Il y a un problème inhérent dans l'acte de programmation : il est défini par nos connaissances, nos points de vue et nos expériences antérieures. Nous continuons à développer nos méthodes et théories de "programmation", pour nous retrouver coincés dans des bulles que nous vénérons, que nous adorons. Mais une bulle, ça reste hors du monde. Pourtant, la "programmation" est nécessaire. Elle est en quelque sorte techniquement nécessaire. Trouver un équilibre entre ces deux réalités – "à propos" et "en soi" – est un défi de taille. Il s’agit d’être capable de traiter chaque film comme un organisme vivant, indépendant de son "sujet", aussi politique soit-il.  

Tout cela exposé, ces films sont tous des films de l'IDFA et ils sont tous merveilleux, chacun dans son propre univers. Il n'y a, heureusement, aucune autre caractéristique commune qui pourrait les définir en tant que groupe. Ce sont des objets singuliers qui ne peuvent pas être caractérisés par une phrase commençant par "un film sur…". Chacun de ces films est tout simplement, en soi.

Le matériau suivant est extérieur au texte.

PR #2738, opened 2024-03-26
stm32 H5: LSE low drive mode is not functional

eZioPan:
see ES0565 2.2.17 LSE low drive mode is not functional.

"The LSE oscillator may not start or may stop in low drive mode (LSEDRV = 00). Using this mode is forbidden."


Dirbaio (approved):
:+1:

PR #2741, opened 2024-03-26
Added YLab project to "in the wild"

schmettow:
YLab uses Embassy


9names:
https://github.com/schmettow/ystudio either doesn't exist or isn't public

Dirbaio (approved):
very cool! thank you :)

Issue #2372, opened 2023-12-28
embassy-stm32: i2cv1 may be prone to deadlock


jamesmunns:
As of 2023-12-28, the STM32 driver for I2Cv1 (STM32F1, STM32F2, STM32F4, STM32L1) leans heavily on interrupts, as this is how i2cv1 was designed to be used. In multiple places, there's a process that goes roughly like this in thread mode:

* Set waker
* enable interrupts
* poll-fn loop to check events/errors:
    * if error, return Err
    * if done, continue on to the next step
    * if not done or error, return Pending
    
In the interrupts, we do something like:

* Check and store events/errors to a static
* disable interrupts

This makes interrupts essentially a "oneshot". BUT! If we got an interrupt, BUT the event/errors we care about weren't active (due to some race condition? Unclear as of now), *we never re-enable the interrupts*, which means that the pollfn hangs as it is never awoken again.

#2364 fixed one specific case of this, but it's not clear today whether that should be applied to ALL patterns in i2cv1 that use this oneshot interrupt pattern. It might be okay to just add that everywhere! But nobody has had time to dig into that or make a case one way or another.

Until someone digs into this, this issue exists to document "hey this is maybe weird heads up", and will be linked into the code.

# If you notice async I2C is hanging

Congratulations! You are a good candidate to investigate! See where the I2C is hanging, and see if applying a similar "enable interrupts" call like in #2364 helps. If so, please open a pull request.

Maybe related to #560 and #619.

jamesmunns:
If you notice your I2C is hanging, check out the workaround from #2887, you might be able to clear the lockup by reinitializing the I2C peripheral.

fmckeogh:
Would this apply to v2 (STM32F3)? I've been experiencing hanging only when using the async interface (#2884)

bananasmoothii:
Hi, given my high ability to attract bugs, I think I found one. I just don't have the time or knowledge to debug this.

I2C v1 hangs on this:
<img width="635" height="152" alt="Image" src="https://github.com/user-attachments/assets/8f482de3-097c-4e3b-a274-68ac964b3c3b" />

but when using `blocking_` equivalents, everything works.

Problematic code permalink: https://github.com/bananasmoothii/micromouse/blob/b29d6974bd822f4fcfe710796466a073c804efa2/src/sensor/vl53lxx/vl53l0x.rs#L56

Using an STM32F446RE with a Pololu VL53L0X distance sensor.

PR #2742, opened 2024-03-27
stm32/i2c(v1): Implement asynchronous transactions

sgoll:
This is a follow-up to #2713 and implements asynchronous transactions for I2C v1 in `embassy-stm32`. The underlying principles from the first PR have been used (i.e. frame options) and refactored to share identical code between blocking and asynchronous methods where applicable.

The implementation was tested for all combinations of merged and non-merged read/write operations on an STM32F2 dev board ([NUCLEO-F207ZG](https://www.st.com/en/evaluation-tools/nucleo-f207zg.html)) and logic analyzer/oscilloscope.

This is part of a series of PRs that may eventually solve #1417.

Unfortunately, the diff is not as easy to read as the one in the first PR because I had to refactor more of the existing code to make operations work in all combinations of reading/writing, and single-byte/multiple-byte read transfers. There is still more potential for refactoring in a future PR.

I also stumbled upon and fixed several cases where interrupts were not re-enabled after pending futures which could very well be the root cause of #2372 (as hinted at in that issue).


Dirbaio (approved):
thank you! :rocket: 

(the complexity of i2c boggles the mind, lol)

PR #2745, opened 2024-03-27
embassy_stm32: Preseve the RTR flag in messages.

de-vri-es:
This PR ensures that the RTR flag is respected when taking frames out of a mailbox or FIFO of a bxcan peripheral.

Without this PR, all frames are reported as data frames. With this PR, remote transmission requests are reported as such.


cschuhen:
Looks good.

de-vri-es:
Thanks for the review!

Tënk est unique en son genre parmi les plateformes, pour de nombreuses raisons. La plus importante d'entre elles est le fait qu'elle ne cesse d’essayer, sans jamais abandonner la recherche. Ici, dans cette tentative de considérer la programmation comme un art, nous nous rencontrons, nous nous ressemblons, nous différons, nous réfléchissons et nous débattons. Après tout, la réflexion et le débat pourraient bien être le seul but du cinéma.